Tell how many lines in the data below include the word "tasks". The answer is the number only.

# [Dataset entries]
────────
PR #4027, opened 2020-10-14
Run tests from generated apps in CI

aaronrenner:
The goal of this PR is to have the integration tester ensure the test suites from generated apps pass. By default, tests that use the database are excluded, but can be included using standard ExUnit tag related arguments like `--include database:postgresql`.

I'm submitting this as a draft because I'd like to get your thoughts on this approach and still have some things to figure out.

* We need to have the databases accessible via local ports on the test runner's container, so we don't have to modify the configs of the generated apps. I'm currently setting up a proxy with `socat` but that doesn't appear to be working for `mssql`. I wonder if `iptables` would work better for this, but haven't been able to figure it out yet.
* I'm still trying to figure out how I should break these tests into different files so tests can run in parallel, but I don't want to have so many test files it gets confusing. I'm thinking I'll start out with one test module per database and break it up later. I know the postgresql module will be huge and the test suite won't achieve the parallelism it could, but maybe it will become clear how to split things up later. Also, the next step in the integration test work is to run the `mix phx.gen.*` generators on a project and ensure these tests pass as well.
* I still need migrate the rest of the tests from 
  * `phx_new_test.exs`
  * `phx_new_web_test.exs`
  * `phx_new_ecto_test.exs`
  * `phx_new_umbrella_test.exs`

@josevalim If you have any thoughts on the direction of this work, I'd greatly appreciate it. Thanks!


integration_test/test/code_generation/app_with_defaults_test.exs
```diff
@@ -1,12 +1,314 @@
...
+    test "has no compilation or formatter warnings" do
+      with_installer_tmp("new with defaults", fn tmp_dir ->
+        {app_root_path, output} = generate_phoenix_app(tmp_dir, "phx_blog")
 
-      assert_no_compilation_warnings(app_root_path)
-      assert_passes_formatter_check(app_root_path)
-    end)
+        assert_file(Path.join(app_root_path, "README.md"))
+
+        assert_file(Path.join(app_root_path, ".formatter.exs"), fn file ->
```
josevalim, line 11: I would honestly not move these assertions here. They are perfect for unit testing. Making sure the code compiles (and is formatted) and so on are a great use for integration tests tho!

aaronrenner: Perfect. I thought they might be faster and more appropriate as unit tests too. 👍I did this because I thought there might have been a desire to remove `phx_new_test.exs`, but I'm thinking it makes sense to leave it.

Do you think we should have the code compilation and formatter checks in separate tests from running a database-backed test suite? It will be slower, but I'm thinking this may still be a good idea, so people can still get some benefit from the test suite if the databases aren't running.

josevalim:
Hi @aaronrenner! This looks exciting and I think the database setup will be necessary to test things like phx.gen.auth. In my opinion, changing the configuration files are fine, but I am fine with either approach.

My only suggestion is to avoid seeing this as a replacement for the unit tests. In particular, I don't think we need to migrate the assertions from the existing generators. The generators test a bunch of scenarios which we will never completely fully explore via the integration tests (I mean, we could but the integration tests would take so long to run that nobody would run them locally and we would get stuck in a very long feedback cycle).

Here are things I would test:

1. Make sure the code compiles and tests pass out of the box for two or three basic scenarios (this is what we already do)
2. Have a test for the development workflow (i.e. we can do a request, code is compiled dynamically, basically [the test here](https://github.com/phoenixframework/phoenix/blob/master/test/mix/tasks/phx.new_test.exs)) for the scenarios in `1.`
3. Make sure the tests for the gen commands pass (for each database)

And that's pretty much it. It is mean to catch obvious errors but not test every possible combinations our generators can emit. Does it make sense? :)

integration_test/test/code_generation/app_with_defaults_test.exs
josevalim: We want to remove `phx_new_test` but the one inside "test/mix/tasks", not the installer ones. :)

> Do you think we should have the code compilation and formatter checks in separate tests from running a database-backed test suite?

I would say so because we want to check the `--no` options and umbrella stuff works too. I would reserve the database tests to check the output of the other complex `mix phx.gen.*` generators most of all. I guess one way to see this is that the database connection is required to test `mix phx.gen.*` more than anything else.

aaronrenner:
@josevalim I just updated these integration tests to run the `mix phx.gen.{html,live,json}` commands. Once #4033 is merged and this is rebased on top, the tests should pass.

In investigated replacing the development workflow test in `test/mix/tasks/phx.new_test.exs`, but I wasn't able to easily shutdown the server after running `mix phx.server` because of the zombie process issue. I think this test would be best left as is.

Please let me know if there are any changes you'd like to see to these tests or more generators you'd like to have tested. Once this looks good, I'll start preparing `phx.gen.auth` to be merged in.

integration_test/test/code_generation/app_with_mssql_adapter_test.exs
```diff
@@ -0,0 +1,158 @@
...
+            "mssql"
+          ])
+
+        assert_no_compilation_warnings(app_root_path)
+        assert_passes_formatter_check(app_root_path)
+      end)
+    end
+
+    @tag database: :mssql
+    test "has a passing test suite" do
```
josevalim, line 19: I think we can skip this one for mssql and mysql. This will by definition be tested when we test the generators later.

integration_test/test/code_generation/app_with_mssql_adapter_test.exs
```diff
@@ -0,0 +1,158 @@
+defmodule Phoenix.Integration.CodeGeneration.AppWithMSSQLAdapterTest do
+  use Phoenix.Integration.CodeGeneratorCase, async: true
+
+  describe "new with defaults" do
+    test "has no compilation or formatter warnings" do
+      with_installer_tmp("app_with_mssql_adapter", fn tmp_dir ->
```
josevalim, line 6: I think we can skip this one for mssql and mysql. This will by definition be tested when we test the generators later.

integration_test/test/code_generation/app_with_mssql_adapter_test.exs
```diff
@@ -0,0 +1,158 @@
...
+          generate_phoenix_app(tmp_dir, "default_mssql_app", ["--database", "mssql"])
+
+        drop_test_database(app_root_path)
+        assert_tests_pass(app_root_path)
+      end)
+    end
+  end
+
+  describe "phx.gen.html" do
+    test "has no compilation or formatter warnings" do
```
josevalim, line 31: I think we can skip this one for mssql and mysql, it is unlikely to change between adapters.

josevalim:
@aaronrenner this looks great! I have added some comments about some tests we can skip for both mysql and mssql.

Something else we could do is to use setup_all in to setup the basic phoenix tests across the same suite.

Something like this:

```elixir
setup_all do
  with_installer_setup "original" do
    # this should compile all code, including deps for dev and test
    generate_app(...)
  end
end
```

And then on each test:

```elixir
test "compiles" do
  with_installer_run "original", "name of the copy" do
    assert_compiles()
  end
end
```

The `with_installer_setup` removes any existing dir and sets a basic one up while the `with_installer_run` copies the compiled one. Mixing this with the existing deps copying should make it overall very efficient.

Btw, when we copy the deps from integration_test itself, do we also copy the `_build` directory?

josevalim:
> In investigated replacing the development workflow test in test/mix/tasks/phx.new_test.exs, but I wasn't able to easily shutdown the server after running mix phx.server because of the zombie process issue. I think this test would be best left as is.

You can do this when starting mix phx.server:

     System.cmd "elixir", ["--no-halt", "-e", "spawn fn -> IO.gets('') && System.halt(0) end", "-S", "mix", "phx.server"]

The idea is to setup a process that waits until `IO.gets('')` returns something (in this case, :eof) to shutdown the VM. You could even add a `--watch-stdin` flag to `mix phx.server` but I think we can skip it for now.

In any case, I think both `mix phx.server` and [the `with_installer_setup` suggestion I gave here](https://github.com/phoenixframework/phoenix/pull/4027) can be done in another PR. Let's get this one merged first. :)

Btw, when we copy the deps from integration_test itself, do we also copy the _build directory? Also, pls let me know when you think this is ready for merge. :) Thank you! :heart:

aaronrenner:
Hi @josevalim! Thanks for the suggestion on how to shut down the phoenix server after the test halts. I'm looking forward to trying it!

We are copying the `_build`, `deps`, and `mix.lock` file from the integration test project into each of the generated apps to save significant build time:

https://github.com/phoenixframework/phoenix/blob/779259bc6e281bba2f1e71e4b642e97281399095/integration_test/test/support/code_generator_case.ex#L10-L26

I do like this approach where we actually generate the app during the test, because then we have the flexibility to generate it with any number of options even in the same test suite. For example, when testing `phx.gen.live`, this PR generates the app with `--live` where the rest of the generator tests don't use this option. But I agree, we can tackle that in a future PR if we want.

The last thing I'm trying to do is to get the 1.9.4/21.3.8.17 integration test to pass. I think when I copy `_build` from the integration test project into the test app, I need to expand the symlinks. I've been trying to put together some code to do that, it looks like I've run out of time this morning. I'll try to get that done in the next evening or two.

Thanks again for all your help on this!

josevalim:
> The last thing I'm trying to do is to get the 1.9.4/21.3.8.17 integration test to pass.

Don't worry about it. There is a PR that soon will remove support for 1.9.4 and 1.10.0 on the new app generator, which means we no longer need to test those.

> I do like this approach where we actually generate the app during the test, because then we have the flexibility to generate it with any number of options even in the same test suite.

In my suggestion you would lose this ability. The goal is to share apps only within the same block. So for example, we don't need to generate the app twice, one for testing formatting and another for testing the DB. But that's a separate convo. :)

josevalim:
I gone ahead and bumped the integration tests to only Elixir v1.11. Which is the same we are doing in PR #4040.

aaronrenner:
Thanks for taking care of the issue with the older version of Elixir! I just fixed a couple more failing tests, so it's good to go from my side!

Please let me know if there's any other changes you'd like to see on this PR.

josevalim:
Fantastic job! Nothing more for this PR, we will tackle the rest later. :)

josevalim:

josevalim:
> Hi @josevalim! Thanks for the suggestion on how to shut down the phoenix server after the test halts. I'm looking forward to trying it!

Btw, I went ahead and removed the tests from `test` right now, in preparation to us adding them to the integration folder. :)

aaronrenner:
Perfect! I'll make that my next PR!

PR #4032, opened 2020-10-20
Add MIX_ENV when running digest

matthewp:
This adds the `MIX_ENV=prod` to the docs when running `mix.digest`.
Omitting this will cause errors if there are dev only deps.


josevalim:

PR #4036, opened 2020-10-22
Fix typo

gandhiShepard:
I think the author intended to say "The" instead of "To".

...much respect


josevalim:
────────
# [WRITTEN SOLUTION]
4